PR #3217, opened 2015-10-20
Add forecast.el

cadadr:
Forecast.el prepares weather reports from Forecast.io data.

### DIFF
--- a/recipes/forecast
+++ b/recipes/forecast
@@ -1,0 +1,1 @@
+(forecast :fetcher github :repo "cadadr/forecast.el")


purcell:
Looks good, thanks. I wonder if it might make sense to use `special-mode` as the parent mode rather than `fundamental-mode`?

cadadr:
Thanks for the merge. I'll look into special-mode as soon as I have time.

purcell:
> I'll look into special-mode as soon as I have time.

Yeah, it's basically for the things like `help-mode`: it gives you the `q` binding for free, and it's the standard parent mode in many cases dealing with temporary buffers unconnected to files.

cadadr:
Then I'll have to switch to it ASAP. Thanks.

PR #3218, opened 2015-10-21
Add recipe for magit-rockstar

tarsius:
https://github.com/tarsius/magit-rockstar/blob/master/magit-rockstar.el#L25

### DIFF
--- a/recipes/magit-rockstar
+++ b/recipes/magit-rockstar
@@ -1,0 +1,1 @@
+(magit-rockstar :fetcher github :repo "tarsius/magit-rockstar")


purcell:
Thanks - P.S. you've got two `;;; magit-rockstar.el ends soon` lines.

tarsius:
No, there is one "ends soon" and one "ends here" line :-)

That was once intended as a commentary on the convention of putting "eof" at eof, but then I started doing it for all my packages.

purcell:
Aha - missed that. :-)

PR #3219, opened 2015-10-21
Adding recipe for gregorio-mode

cajetanus:
Just adding a recipe for gregorio mode, available on github.

### DIFF
--- a/recipes/gregorio-mode
+++ b/recipes/gregorio-mode
@@ -1,2 +1,2 @@
 (gregorio-mode :fetcher github
-	       :repo "cajetanus/gregorio-mode")
+	       :repo "cajetanus/gregorio-mode.el")
--- a/recipes/gregorio-mode
+++ b/recipes/gregorio-mode
@@ -1,0 +1,2 @@
+(gregorio-mode :fetcher github
+	       :repo "cajetanus/gregorio-mode")


recipes/gregorio-mode
```diff
@@ -0,0 +1,2 @@
+(gregorio-mode :fetcher github
+	       :repo "cajetanus/gregorio-mode")
```
syohex: Typo ? `gregorio-mode` -> `gregorio-mode.el`.

cajetanus:
Sorry about that, forgot the .el at the end.

syohex:
Your package does not follow Emacs packaging convention.

Please see

Example
- https://github.com/milkypostman/melpa/blob/master/package-build.el#L1-L40 (header part)
- https://github.com/milkypostman/melpa/blob/master/package-build.el#L1427 (footer part)

purcell:
Yep. Additional feedback:

- "C-c u" is reserved for users (see the [keybinding conventions](https://www.gnu.org/software/emacs/manual/html_node/elisp/Key-Binding-Conventions.html)) so you can't use it here
- Consider adding `;;;###autoload` cookies for the major mode definition form and the form which extends `auto-mode-alist`.

When fixed, please open a fresh PR with a single recipe commit. Note that you can test it locally before submitting by following the directions in the README. :-)

PR #3220, opened 2015-10-21
Add go-rename

kostya-sh:
go-rename provides integration of the 'gorename' tool into Emacs.

Link to the package file in the official repository:
https://go.googlesource.com/tools/+/master/refactor/rename/go-rename.el

I am not the author of the package but use it quite a lot. I've also submitted
the following package.el compatibility changes for go-rename:
https://go-review.googlesource.com/#/c/15527/

### DIFF
--- a/recipes/go-rename
+++ b/recipes/go-rename
@@ -1,0 +1,4 @@
+(go-rename
+ :fetcher git
+ :url "https://go.googlesource.com/tools"
+ :files ("refactor/rename/go-rename.el"))


purcell:
Great, thanks. You might also like to submit a patch adding an `;;;###autoload` cookie above the `(defun go-rename (...` form, so that the command can be used without needing to explicitly `(require 'go-rename)` first.

kostya-sh:
Thank you for the suggestion. Will submit another patch soon.

PR #3224, opened 2015-10-22
Add ido-grid-mode

larkery:
ido-grid-mode is a package which displays ido prospects in the
minibuffer in a grid, a little like how zsh completions are displayed.

The package is at https://github.com/larkery/ido-grid-mode.el

I am the author and maintainer of ido-grid-mode.

### DIFF
--- a/recipes/ido-grid-mode
+++ b/recipes/ido-grid-mode
@@ -1,0 +1,1 @@
+(ido-grid-mode :fetcher github :repo "larkery/ido-grid-mode.el")


purcell:
Thanks, looks nice! A few small issues here:

- `nadvice.el` was only added in Emacs 24.4, so the package dependency needs to be on that Emacs version
- Consider using `cl-lib` instead of the deprecated `cl`. It'll probably just involve prefixing some function/macro invocations with `cl-`
- Try to use a consistent prefix for identifiers. `igm-` is much more likely to clash with another package and `ido-grid-`, and it's not worth the risk for the number of characters saved.
- It's conventional to avoid using the `-mode` suffix for packages unless they are language major modes, but I'm not going to push on this point.

Hope that helps!

larkery:
I have changed all except `-mode` :)

Thanks for the advice!

Silex:
Oh my god! Someone actually somewhat finishing what I started at https://github.com/creichert/ido-vertical-mode.el/pull/29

════════════════

» AIM OF THE TASK:
All lines that hold the word "master" should be copied from the data.

» RESPONSE BOX:
https://github.com/tarsius/magit-rockstar/blob/master/magit-rockstar.el#L25
- https://github.com/milkypostman/melpa/blob/master/package-build.el#L1-L40 (header part)
- https://github.com/milkypostman/melpa/blob/master/package-build.el#L1427 (footer part)
https://go.googlesource.com/tools/+/master/refactor/rename/go-rename.el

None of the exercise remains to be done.